Sweden seems to be approaching a market where public and private health care providers act simultaneously, not very different from e.g. the U.S. system.
Despite the dramatic increase in private health insurance coverage, there is almost no research on why this parallel system has emerged.
There is an extensive theoretical literature on general issues about health insurance design, but predictions and implications from those theories are rarely tested empirically, mainly due to a lack of adequate data.Our project aims to fill gaps in the literature by asking a number of questions. Who purchases private health insurance and why?
In particular, do those with a higher risk of sickness enroll to a higher extent? How are firms affected by offering private health insurance to their workers? Does private health insurance lead to increased health care consumption and to better health? We will also study how the quality of public care is affected by an increase in privately insured individuals.

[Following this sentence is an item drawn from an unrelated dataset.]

PR #1766, opened 2023-06-29
libipsec: Fix routing issue if no local address is within src ts (take 2)

boisletterink:
Fixes a problem installing traps for source traffic selectors which do not contain/match any of the local addresses.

One hypothesis is that private insurances carry some of the burden of the public sector, increasing the quality of public health care. Another hypothesis is that private insurances absorb resources and talent, thereby constraining public care. We study these considerations and their equity-implications.
Do private insurances imply a more unequal health care system? The answers to these questions constitute two types of contributions.
First, they inform the Swedish debate surrounding private health insurance and inform design considerations in the public health care system.
Second, we contribute to the academic literature that tries to understand how private and public care providers can act on one and the same market.